What lines in the records below include the word "setContext"? Return each one.

════════════════════

PR #11209, opened 2024-03-28
feat: add flag for controlling chat participant and disable it when release rc/beta

Alive-Fish:
https://msazure.visualstudio.com/Microsoft%20Teams%20Extensibility/_workitems/edit/26624499

Add `TEAMSFX_CHAT_PARTICIPANT` flag and set it to `true` in the code. When releasing `rc/stable`, change it to false for hiding other entries of chat participant.

Set `contributes.chatParticipants` to `[]` to hide chat participant when releasing `rc/stable`.

Use `fx-extension.isChatParticipantEnabled` in `package.json` to control the welcome page content and webview content.

Test in https://github.com/OfficeDev/TeamsFx/actions/runs/8462480742.

### DIFF
--- a/.github/workflows/cd.yml
+++ b/.github/workflows/cd.yml
@@ -188,6 +188,23 @@ jobs:
           git add packages/fx-core/src/common/m365/serviceConstant.ts
           git commit -m "build: replace sideloading placeholders"
 
+      - name: disable chat participant in package.json
+        if: ${{ github.event_name == 'workflow_dispatch' && contains(fromJson('[\"rc\", \"stable\"]'), github.event.inputs.preid) }}
+        uses: jossef/action-set-json-field@v1
+        with:
+          file: ./packages/vscode-extension/package.json
+          field: contributes.chatParticipants
+          value: '[]'
+
+      - name: disable chat participant environment variable
+        if: ${{ github.event_name == 'workflow_dispatch' && contains(fromJson('[\"rc\", \"stable\"]'), github.event.inputs.preid) }}
+        run: bash .github/scripts/chat-participant-disabled.sh
+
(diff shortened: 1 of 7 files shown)


packages/vscode-extension/src/extension.ts
```diff
@@ -126,6 +132,15 @@ export async function activate(context: vscode.ExtensionContext) {
   // UI is ready to show & interact
   await vscode.commands.executeCommand("setContext", "fx-extension.isTeamsFx", isTeamsFxProject);
 
+  // control whether to show chat participant entries
+  await vscode.commands.executeCommand(
+    "setContext",
+    "fx-extension.isChatParticipantEnabled",
```
tecton, line 138: Will we use this variable in `package.json`?

.github/workflows/cd.yml
```diff
@@ -188,6 +188,23 @@ jobs:
           git add packages/fx-core/src/common/m365/serviceConstant.ts
           git commit -m "build: replace sideloading placeholders"
 
+      - name: disable chat participant in package.json
```
tecton, line 191: We could also determine whether the extension is prerelease based on fx-core version and vscode-extension version. Is that one more convenient?

packages/vscode-extension/src/extension.ts
Alive-Fish: Yes

.github/workflows/cd.yml
tecton: Confirmed that we also need to remove contributes.chatparticipants in package.json from script.

tecton (approved):

wenytang-ms (approved):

════════════════════

● **Output for this exercise**:
   await vscode.commands.executeCommand("setContext", "fx-extension.isTeamsFx", isTeamsFxProject);
+    "setContext",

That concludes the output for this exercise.